> _Data records_

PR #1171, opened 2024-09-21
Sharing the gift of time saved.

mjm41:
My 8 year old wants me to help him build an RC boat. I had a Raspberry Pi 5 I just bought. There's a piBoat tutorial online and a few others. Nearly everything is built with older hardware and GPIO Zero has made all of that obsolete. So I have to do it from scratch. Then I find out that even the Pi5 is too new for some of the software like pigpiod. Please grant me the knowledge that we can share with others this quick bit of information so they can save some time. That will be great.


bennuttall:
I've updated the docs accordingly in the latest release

> _Your task_
Task for the records above: copy every line in which the word "time" occurs.

> _Written solution_
Sharing the gift of time saved.
My 8 year old wants me to help him build an RC boat. I had a Raspberry Pi 5 I just bought. There's a piBoat tutorial online and a few others. Nearly everything is built with older hardware and GPIO Zero has made all of that obsolete. So I have to do it from scratch. Then I find out that even the Pi5 is too new for some of the software like pigpiod. Please grant me the knowledge that we can share with others this quick bit of information so they can save some time. That will be great.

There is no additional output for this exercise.